Motivation
Right now, the log data looks like:
YYYY-MM-DD HH:MM:SS <SERVER NUMBER> <PROJ> CirrusSearchUserTesting DEBUG: { "wiki": "enwiki", "tests": { "suggest-confidence": <"a" or "b"> }, "queries": [...], "hits": N, "source": "api", "ip": "<IP ADDRESS>", "xff": "<IP ADDRESS>, <IP ADDRESS>, <IP ADDRESS>, <IP ADDRESS>", "userAgent": "<USER AGENT>" }
which is not conducive to data analysis in most statistical software (like R) where data must be tidy before it can be analyzed. Here is the definition of tidy data:
- Observations are in rows
- Variables are in columns
- Contained in a single dataset
Since we control the format, we can redesign it to be conducive. To that end, we propose the following.
Proposed Change
Tabs in queries should be stripped out (and queries sanitized in general) and the values written out (with tab delimiters) with the structure:
project | experiment | queries | hits | source | time_taken | ip | user_agent | parameters |
enwiki, mediawiki, meta, etc. | title like "suggestion confidence" | as JSON (for now) | n | api, etc. | elastic search time taken | pre-calculated actual IP | ua info | continuous values or group assignment.

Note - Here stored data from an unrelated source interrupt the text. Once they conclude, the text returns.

PR #5918, opened 2022-01-06
Disables '[cityState] is afraid of your military power' for spectators & other non-major civs

xlenstra:
Also for a few other similar notifications

### DIFF
--- a/core/src/com/unciv/logic/civilization/QuestManager.kt
+++ b/core/src/com/unciv/logic/civilization/QuestManager.kt
@@ -500,7 +500,7 @@ class QuestManager {
     fun cityStateConquered(cityState: CivilizationInfo, attacker: CivilizationInfo) {
         val matchingQuests = assignedQuests.asSequence()
             .filter { it.questName == QuestName.ConquerCityState.value }
-            .filter { it.data1 == cityState.civName && it.assignee == attacker.civName}
+            .filter { it.data1 == cityState.civName && it.assignee == attacker.civName }
 
         for (quest in matchingQuests)
             giveReward(quest)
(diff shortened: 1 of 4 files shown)


yairm210 (approved):

yairm210:
The thing is, that these notifications won't really make a difference, since AI chica receiving notifications just throw them away in "addNotification"
This is just a matter of "does this save runtime", and on a second pass, I'm not sure it does

yairm210:
But for spectators it is important

xlenstra:
> But for spectators it is important

True, this is mostly for spectators. I could make the check only exclude spectators, if that's better. I'm not sure this is a huge performance save/detriment either way

yairm210:
Nah, leave it as is

core/src/com/unciv/logic/civilization/QuestManager.kt
```diff
@@ -500,7 +500,7 @@ class QuestManager {
     fun cityStateConquered(cityState: CivilizationInfo, attacker: CivilizationInfo) {
         val matchingQuests = assignedQuests.asSequence()
             .filter { it.questName == QuestName.ConquerCityState.value }
-            .filter { it.data1 == cityState.civName && it.assignee == attacker.civName}
+            .filter { it.data1 == cityState.civName && it.assignee == attacker.civName }
```
GGGuenni, line 503: Unrelated to this PR and without knowing what it's for (perhaps just because of that), but data1 really sound like a suboptimal variable name

xlenstra: Wait until you see its counterpart, `data2` (yes, this exists) :upside_down_face: 
If I read the code correctly, the variables are used to store data for quests that differs for each quest. E.g., in the quest for finding a civ, which civ should be found, or which natural wonder should be found for the 'find natural wonder' quest, etc. While it is possible to make variables for all these, it is easier (though costing readability) to use a multi-functional variable, especially as you then don't have variables that are only used for a single quest and unused outside of that.

SomeTroglodyte: In other words, a plainer way to do what subclassing is for?

PR #5920, opened 2022-01-06
Deprecated old uniques

yairm210:


core/src/com/unciv/models/ruleset/Building.kt
```diff
@@ -48,6 +48,7 @@ class Building : RulesetStatsObject(), INonPerpetualConstruction {
     var isWonder = false
     var isNationalWonder = false
     fun isAnyWonder() = isWonder || isNationalWonder
+    @Deprecated("Since 3.18.15 - replaced with RequiresAnotherBuilding unique")
     var requiredBuilding: String? = null
```
xlenstra, line 52: Why not remove this outright, if its uses have been removed?

core/src/com/unciv/models/ruleset/Building.kt
```diff
@@ -48,6 +48,7 @@ class Building : RulesetStatsObject(), INonPerpetualConstruction {
     var isWonder = false
     var isNationalWonder = false
     fun isAnyWonder() = isWonder || isNationalWonder
+    @Deprecated("Since 3.18.15 - replaced with RequiresAnotherBuilding unique")
```
GGGuenni, line 51: I'm really bad at this whole unique thing but didn't you remove the requiredBuilding instead of deprecating it? Or are lines 252-259 something different? Couldn't find any other depreciation in the commits since 3.18.14 as this is marked `since 3.18.15`

core/src/com/unciv/models/ruleset/Building.kt
yairm210: Tru dat

yairm210:
Actually this is not a good way of doing it. We should definitely first only warn mod creators that these fields are deprecated and only much later remove them entirely.

xlenstra (approved):

xlenstra:
> Actually this is not a good way of doing it. We should definitely first only warn mod creators that these fields are deprecated and only much later remove them entirely.

Ah, missed this as I was already reading through code. I do agree though

yairm210:
I'm actually uncertain about this.
'Requires a X in all cities" is a relatively rare one, so that should obviously be a unique,
But most buildings require another building, so should we really convert that to a unique permanently and not allow the old way of doing it? I don't know, the more I think of it the less sense it makes for me

xlenstra:
~28% of buildings require another building to be built, so it isn't really a 'unique property' in that sense. It's also a question of where we draw the line between uniques and attributes. In theory we could make virtually every attribute a unique*, but while that does allow for easier generation of UI strings (they already exist), I'm not sure whether it makes the lives of modders easier

<details> <summary> * e.g., for a market: </summary>

```json
{
  "name": "Market",
  "gold": 2,
  "specialistSlots": {"Merchant": 1},
  "hurryCostModifier": 25,
  "percentStatBonus": {"gold": 25},
  "requiredTech": "Currency"
},
```
Could be turned into
```json
{
  "name": "Market",
  "requiredTech": "Currency",
  "uniques": [
    "[+2 Gold]", "[+25]% [Gold] [in this city]", 
    "[+1] [Merchant] Specialist slot", "[+25]% [Gold] cost when bought"
  ]
},
```
</details>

The format for listing parameters should be: key1=value1; key2=value2; …; keyN=valueN |
The experiment column will enable us to filter out other experiments we may be running (in parallel or serially) that might make it into the logs, as well as provide a reference point for when the particulars of the experiment need to be looked up in documentation.
The parameters column will allow us to perform complex experiments where we have categorical variables (e.g. binary membership to 'a' or 'b') but also have continuous variables (e.g. smoothing parameter would be a random number from 0.5 to 3.0).